The pod will not receive traffic from the Service until the readiness probe passes. This prevents the Compass API from sending requests to a vLLM instance that is still loading its model.

Network Policy

Restrict ingress to the vLLM pod to only the Compass API. No other service should be able to reach vLLM directly:

apiVersion: networking.k8s.io/v1
kind: NetworkPolicy
metadata:
  name: vllm-ingress
  namespace: f3iai
spec:
  podSelector:
    matchLabels:
      app: vllm
  policyTypes:
    - Ingress
  ingress:
    - from:
        - podSelector:
            matchLabels:
              app: compass-api
      ports:
        - protocol: TCP
          port: 8000

This policy ensures that only pods with the label app: compass-api in the f3iai namespace can reach vLLM on port 8000. All other ingress traffic is denied.

Monitoring

vLLM exposes Prometheus metrics at the /metrics endpoint. Configure a ServiceMonitor (if using Prometheus Operator) or scrape config to collect these metrics.

ServiceMonitor

apiVersion: monitoring.coreos.com/v1
kind: ServiceMonitor
metadata:
  name: vllm
  namespace: f3iai
spec:
  selector:
    matchLabels:
      app: vllm
  endpoints:
    - port: http
      path: /metrics
      interval: 30s

Key Metrics

Metric	Description	Alert Threshold
`vllm:num_requests_running`	Currently processing requests	> 50 sustained
`vllm:num_requests_waiting`	Queued requests	> 10 sustained (indicates capacity issue)
`vllm:avg_generation_throughput_toks_per_s`	Token generation speed	< 20 tok/s (performance degradation)
`vllm:gpu_cache_usage_perc`	KV cache utilization	> 95% (context window exhaustion)
`vllm:avg_prompt_throughput_toks_per_s`	Prompt processing speed	Baseline varies by model
`vllm:num_preemptions_total`	Preempted requests (OOM)	Any sustained increase

Grafana Dashboard

Import the vLLM community Grafana dashboard (ID 21150) or create a custom dashboard tracking:

Request rate and latency (p50, p95, p99)
Token throughput (prompt and generation)
GPU cache utilization over time
Queue depth (waiting requests)
Error rate by status code

Scaling

Horizontal Pod Autoscaler

For environments with multiple GPUs, scale vLLM horizontally based on request queue depth:

apiVersion: autoscaling/v2
kind: HorizontalPodAutoscaler
metadata:
  name: vllm
  namespace: f3iai
spec:
  scaleTargetRef:
    apiVersion: apps/v1
    kind: Deployment
    name: vllm
  minReplicas: 1
  maxReplicas: 4
  metrics:
    - type: Pods
      pods:
        metric:
          name: vllm_num_requests_waiting
        target:
          type: AverageValue
          averageValue: "5"
  behavior:
    scaleUp:
      stabilizationWindowSeconds: 120
      policies:
        - type: Pods
          value: 1
          periodSeconds: 300
    scaleDown:
      stabilizationWindowSeconds: 600
      policies:
        - type: Pods
          value: 1
          periodSeconds: 600

Note that each vLLM replica requires its own GPU. The HPA maxReplicas must not exceed the number of available GPUs in the cluster.

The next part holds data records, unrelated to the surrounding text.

PR #286, opened 2023-07-22
added combo box to inspector, update child addresses on the fly

Punikekk:


src/main/java/com/github/manolo8/darkbot/gui/utils/inspector/ObjectInspectorUI.java
```diff
@@ -1,54 +1,106 @@
...
             addActionListener(ae -> {
-                try {
-                    long object = Long.parseLong(getText(), 16);
+                Long object;
+                Object selectedItem = getSelectedItem();
+                if (selectedItem instanceof AddressEntry) {
+                    object = ((AddressEntry) selectedItem).address.get();
+                } else {
+                    object = tryParse((String) selectedItem, true);
+                    if (object == null) tryParse((String) selectedItem, false);
```
Pablete1234, line 53: this won't work, if a number looks decimal, eg: "1234" it will successfully parse as hex, but the value will be something else.
If anything you'd have to try to parse as decimal, and it'd fail under situations like "a123", then fall-back to hex.

I'd just make it so that 0x[whatever] is hex, check with startsWith or smthg, and based on that do one or the other

src/main/java/com/github/manolo8/darkbot/gui/utils/inspector/ObjectTreeNode.java
```diff
@@ -36,49 +37,50 @@ public boolean isLeaf() {
...
     public void update(DefaultTreeModel model) {
+        long address = this.address.get();
         if (address == 0) {
             return;
         }
 
         ObjectInspector.Slot slot = (ObjectInspector.Slot) (this.getUserObject());
 
-        long oldValue = value;
+        boolean changed = value != address;
```
Pablete1234, line 51: value and address will not be equal for all nodes where addressIsValue is false. the point of the check was to avoid re-computing string values and updating the tree if the value is the same

Pablete1234 (approved):

PR #289, opened 2023-07-22
update dispatch and assembly with more info

anjeshshrestha:
Updates dispatch to use correct offset for slotId and tier, add retriever cost information
Update assembly to add inProgress and isCompleted info
Update gui to use correct updated offsets for width, height, visible and minimizable and change all offsets to hex


src/main/java/com/github/manolo8/darkbot/core/objects/facades/DispatchMediator.java
```diff
@@ -45,18 +45,39 @@ public static class Retriever extends Auto implements DispatchAPI.Retriever {
...
+    @ToString
+    public static class Cost extends Auto  implements DispatchAPI.Cost{
+        private String lootId = "";
+        private int amount = -1;
+
+        @Override
+        public void update() {
+            if (address <= 0) return;
+            this.amount = API.readMemoryInt(address + 0x20); // 1
+            this.lootId = API.readMemoryString(address, 0x28); // 1
```
Pablete1234, line 80: loot id example value is... 1?
i assume it should probably be something like 200000 and "credits" or something

src/main/java/com/github/manolo8/darkbot/core/objects/facades/AssemblyMediator.java
```diff
@@ -101,6 +104,7 @@ public void update() {
         }
     }
 
+    @Getter
```
Pablete1234, line 107:
```suggestion
```
This is not part of the api, it should be hidden away and never available or used.

Please stop relying on internals from plugins, separate api and implementation

src/main/java/com/github/manolo8/darkbot/core/objects/IconGui.java
```diff
@@ -1,15 +1,26 @@
...
 
 public class IconGui extends Gui implements API.Singleton {
+    @Override
+    public void update() {
+        if (address == 0) return;
+        super.update();
+        width = (int) Main.API.readMemoryDouble(address + 0x1F8);
+        height = (int) Main.API.readMemoryDouble(address + 0x200);
+        visible = Main.API.readMemoryLong(address + 0x180) != 0; // isVisible, sprite object is set
+    }
```
Pablete1234, line 14: the same update method exists in two guis, what's behind this decision?

Do all guis share this? is this a special type of gui only that does this?

Maybe the play here is a "PopupGui" class that extends gui and overrides update method like this, then icon gui & icon ok gui can extend PopupGui.

src/main/java/com/github/manolo8/darkbot/core/objects/Gui.java
```diff
@@ -16,7 +16,7 @@ public class Gui extends SpriteObject implements API, eu.darkbot.api.game.other.
     protected final Point minimized = new Point();
 
     public long addressInfo, featureWindowDefinition;
-    public boolean visible;
+    public boolean visible, isClosing;
```
Pablete1234, line 19: I'm against adding more public fields unless they're needed (as it makes it impossible to get rid of them later on without causing plugin exceptions), if you must, add it as private and add a getter.

We have isTweening which is for when a gui is transitioning (ie: showing the open or close animation), is this different? We have show(true) and show(false) methods which will return false until transition has finished, based on timers, does this superceed that?

src/main/java/com/github/manolo8/darkbot/core/objects/facades/AssemblyMediator.java
```diff
@@ -121,13 +125,15 @@ public static class ItemFilter extends Reporting implements AssemblyAPI.Filter {
         private String filterName = "";
         private boolean isChecked;
         private int row, col;
+        private double x, y;
```
Pablete1234, line 128: it doesn't seem like anything in darkbot is using these, are you using them from the plugin? If so, please stop doing so and add methods in darkbot for the purpose.

This class should not be public, AssemblyAPI.Filter is the public interface and should be the only visible face of it.

Pablete1234 (changes requested):
Ontop of the comments, i've deployed darkbot api v0.7.7, update to it so that you can get a passing build

src/main/java/com/github/manolo8/darkbot/core/objects/facades/DispatchMediator.java
anjeshshrestha: ahh this should be some copy paste forgot to remove comments

Pablete1234 (approved):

Scale-down is intentionally slow (10-minute stabilization) because model loading on startup is expensive.

Vertical Scaling

For single-GPU environments, vertical scaling means increasing the context window or switching to a larger model. Adjust --max-model-len and --gpu-memory-utilization to balance concurrent request capacity against context length. A lower --max-model-len (e.g., 16384 instead of 32768) frees VRAM for more concurrent KV caches, increasing throughput at the cost of maximum conversation length.